Una hora después, empieza a ver Cosas, Dedos, Montañas. Se transforma en roca, y una eternidad transcurre, y el sol lo calienta y lo castiga a partes iguales. Luego nace: sale del vientre de su madre: olfatea a su madre: al olerla sabe que es una prostituta, y que una gran enfermedad desfila en la raza de los hombres, desde los primeros tiempos, les corrompe las manos y los labios, y dice Gedaliah, dice el ciudadano Gedaliah: “Ah, entonces yo también: yo también soy hombre”. Un rostro, que es una luna, pregunta:
–¿Estás listo?
Y Gedaliah contesta:
–Sí, estoy listo.
Y los planetas colisionan, y los soldados mueren, y los templos crecen y caen, y los hombres se transforman en mujeres, y las mujeres en hombres, y Gedaliah está presente en todas las asignaciones de la vida, y llora por una flor muerta. Siente una gran podredumbre insoportable crecer en su interior, un fuego de la nada crecer en sus venas. Se rasga la vestidura.

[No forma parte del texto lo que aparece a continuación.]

PR #16680, opened 2023-10-28
Allows CO2 and fluids to act as neutron shielding

TobleroneSwordfish:
## About the PR 
Neutrons lose power on passing through fluids based on the level and viscosity of the fluid, adding a small amount of radium as they do so to simulate tritium contamination (we don't have tritium)
Neutrons lose power on passing through CO2 gas, adding a small amount of fallout gas as they do to simulate umm idk I like fallout gas.

Numbers are sourced from me recompiling and tweaking them until it feels right, may be subject to change after contact with live server engineering,

## Why's this needed? 
Shielding nuclear reactors is hard, flooding your reactor room with CO2 and liquid dark matter to contain the angry neutrons is cool.

## Changelog 

```changelog
(u)LeahTheTech
(*)CO2 and fluid puddles now work as partial neutron shielding, leaving behind fallout gas and radium contaminants respectively.
```

### DIFF
--- a/code/obj/nuclearreactor/nuclearreactor.dm
+++ b/code/obj/nuclearreactor/nuclearreactor.dm
@@ -840,14 +840,18 @@
 
 	tick(var/obj/projectile/P)
 		var/turf/simulated/T = get_turf(P)
-		if (issimulatedturf(T))
+		if (istype(T, /turf/space/fluid)) //can't really calculate this, just make it do something at least
+			P.power -= 10
+		else if (issimulatedturf(T))
 			var/obj/fluid/fluid = T.active_liquid
 			if (fluid)
-				var/viscosity = max(fluid.group.avg_viscosity, 10) //fluid group viscocity is either 1 or on a scale between 10-20, why
+				var/viscosity = max(fluid.group.avg_viscosity, 10) //fluid group viscocity seems to be either 1 or on a scale between 10-20, why
 				P.power -= viscosity * fluid.my_depth_level / 2
 				fluid.group.reagents.add_reagent("radium", P.power / 10)
 
-			P.power -= min(T.air.carbon_dioxide / 7, 40)
+			if (T.air?.carbon_dioxide)
+				P.power -= min(T.air.carbon_dioxide / 7, 40)
+				T.air.radgas += 1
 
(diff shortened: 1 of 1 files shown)


code/obj/nuclearreactor/nuclearreactor.dm
```diff
@@ -839,6 +839,20 @@
 		return TRUE
 
 	tick(var/obj/projectile/P)
+		var/turf/simulated/T = get_turf(P)
+		if (istype(T, /turf/space/fluid)) //can't really calculate this, just make it do something at least
+			P.power -= 10
```
pali6, line 844: The reagent generated is stored in `global.ocean_reagent_id` if you want to use that.

code/obj/nuclearreactor/nuclearreactor.dm
```diff
@@ -839,6 +839,20 @@
...
+		else if (issimulatedturf(T))
+			var/obj/fluid/fluid = T.active_liquid
+			if (fluid)
+				var/viscosity = max(fluid.group.avg_viscosity, 10) //fluid group viscocity seems to be either 1 or on a scale between 10-20, why
+				P.power -= viscosity * fluid.my_depth_level / 2
+				fluid.group.reagents.add_reagent("radium", P.power / 10)
+
+			if (T.air?.carbon_dioxide)
+				P.power -= min(T.air.carbon_dioxide / 7, 40)
+				T.air.radgas += 1
```
pali6, line 854: I feel like this should also remove part of the CO2.

But more importantly as written this does not work when group processing is on I believe. You will probably want to check `T.parent?.group_processing` and if it is true then do this all for `T.parent.air` except divided by `T.parent.air.group_multiplier`.

TobleroneSwordfish: ohh right, I was reading the reactor component code which doesn't use group processing

amylizzle: If we're doing gas checks anyway, do you maybe want to just take the neutron interaction code from the gas cooling reactor component and generalise it to this? Then we can have neutrons interacting with plasma in the air and making fallout and all that jazz.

–Allí lo tienen, el Rey de los Judíos.
El soldado (pero ese soldado es su Padre, su hermoso Padre) ha rasgado su vestidura, y ahora lo exhibe y ridiculiza frente a todos. Gedaliah no sabe muy bien cómo reaccionar:
–Jesús, Rey de los Judíos.
¿Por qué su Padre lo sigue llamando Jesús, lo sigue ridiculizando, le pega una y otra vez con el látigo, le ofrece vino con hiel?
Los clavos entran calmosamente y Gedaliah siente un dolor punzante, que agradece.